[Collected data]
PR #650, opened 2026-02-21
Expose cancellation signal on request

mcuelenaere:
## Summary

This PR adds a `cancellationSignal: AbortSignal` property to the `Request` interface that aborts as soon as the Restate runtime sends a cancellation, rather than waiting for the next `ctx.run()` call.

This allows passing the signal to `fetch()`, database clients, or any API that accepts an `AbortSignal` for proactive cancellation of in-flight operations. The signal's reason is a `CancelledError`.

## Motivation

When an invocation is cancelled, the SDK currently only detects this at the next Restate operation. For handlers with long-running user code between operations (e.g., AI/LLM streaming), cancellation detection can be significantly delayed.

## Implementation

A new `CancellationWatcherPromise` hooks into the existing `PromisesExecutor` loop to monitor `is_completed(cancel_handle())` and abort an `AbortController` when cancellation is detected. The watcher is stopped via `invocationEndPromise` when the invocation ends, preventing interaction with a closed VM.

[Design document](https://gist.github.com/mcuelenaere/e1bb7390720aa3b4e0aa0c5973e71314)

## Notes

I've verified this change works correctly in my local setup. The added E2E tests I haven't run yet, I was hoping the CI could help with that.

### DIFF
--- a/packages/libs/restate-sdk/src/context.ts
+++ b/packages/libs/restate-sdk/src/context.ts
@@ -76,6 +76,15 @@ export interface Request {
    * than cleanup any external resources that might be shared across attempts (e.g. database connections).
    */
   readonly attemptCompletedSignal: AbortSignal;
+
+  /**
+   * Signal that is aborted when the invocation is cancelled by the Restate runtime.
+   * Unlike {@link attemptCompletedSignal}, this signal specifically indicates cancellation
+   * and can be used to abort in-flight operations (e.g., fetch calls, database queries).
+   *
+   * The signal's reason will be a {@link CancelledError}.
+   */
+  readonly cancellationSignal: AbortSignal;
 }
 
 /* eslint-disable @typescript-eslint/no-explicit-any */
--- a/packages/libs/restate-sdk/src/context_impl.ts
+++ b/packages/libs/restate-sdk/src/context_impl.ts
@@ -34,6 +34,7 @@ import {
   WasmHeader,
 } from "./endpoint/handlers/vm/sdk_shared_core_wasm_bindings.js";
 import {
+  CancelledError,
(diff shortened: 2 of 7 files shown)


tillrohrmann:
Thanks a lot for your contribution @mcuelenaere. I think this is a really nice improvement. Curious to hear what @nikrooz thinks about this idea.

The one thing that one needs to be aware of is that with this change, the code snippet that reacts to the `AbortSignal` might have done some side effects and we record the journal entry as completed with a `CancellationException`. Hence, `CancellationException` will no longer mean that this journal entry hasn't been executed. This is not different from the `ctx.run` failing with a terminal exception. Another aspect is that we will now have potentially a cancelled journal entry as well as the cancellation signal in the journal. @slinkydeveloper is this a problem?

mcuelenaere:
hi @tillrohrmann, I didn't think of any possible side effects that could occur from this. To give some context, our usecase is a restate service that does streaming LLM (via an out-of-band pub-sub mechanism), but we'd like the user to be able to abort this. My thinking was to leverage the built-in Restate cancellation mechanism, but we do need to do some simple cleanup/bookkeeping (setting some state in the virtual object) after cancellation is requested. If that breaks certain Restate assumptions, then I could look into pivotting the cancellation to an out-of-band mechanism as well (and drop this PR). WDYT?

slinkydeveloper:
I'm going to close this, as we're now going to expose in `ContextInternal` a new functionality that allows you to get the "cancellation" `RestatePromise` directly, and inside `.map` you can easily hook up an abort controller. This should reach the goal of this PR, while being safely deterministic. Thanks for starting the discussion on the topic @mcuelenaere

PR #685, opened 2026-04-13
[WIP] `.map` now can be async

slinkydeveloper:


slinkydeveloper:
now that we have gen sdk this is not relevant anymore!

Issue #690, opened 2026-04-16
Bug: [restate-sdk-clients] `workflowSubmit` ignores SendOpts when workflow has no input parameter


Nez21:
When a workflow's run handler takes no input, calling `workflowSubmit(sendOpts)` passes `SendOpts` as the parameter arg — not as opts. The send options are serialized as the request body rather than applied as invocation options (delay, headers, idempotency key, etc.).

```typescript
// Workflow with no input
const noInputWorkflow = restate.workflow({
    name: 'no-input-workflow',
    handlers: {
        run: async (ctx) => {},
    },
})

client.workflowClient(noInputWorkflow, 'workflow-key').workflowSubmit(rpc.sendOpts({ delay: 5000 }));
// BUG: delay is ignored, SendOpts object sent as request body
```

PR #691, opened 2026-04-16
fix: update workflowSubmit to use optsFromArgs so it can handle opts …

Nez21:
PR to fix issue: #690


nikrooz (approved):
@Nez21 Thanks for fixing this, and sorry it took so long to look at it.

The changes look good to me, will merge it.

REQUIREMENT
Look above for the line that contains "I've verified this". Starting there, transcribe every line exactly until you have copied the line that contains "-76,6 +76,15 @@".

ANSWER SECTION
I've verified this change works correctly in my local setup. The added E2E tests I haven't run yet, I was hoping the CI could help with that.

### DIFF
--- a/packages/libs/restate-sdk/src/context.ts
+++ b/packages/libs/restate-sdk/src/context.ts
@@ -76,6 +76,15 @@ export interface Request {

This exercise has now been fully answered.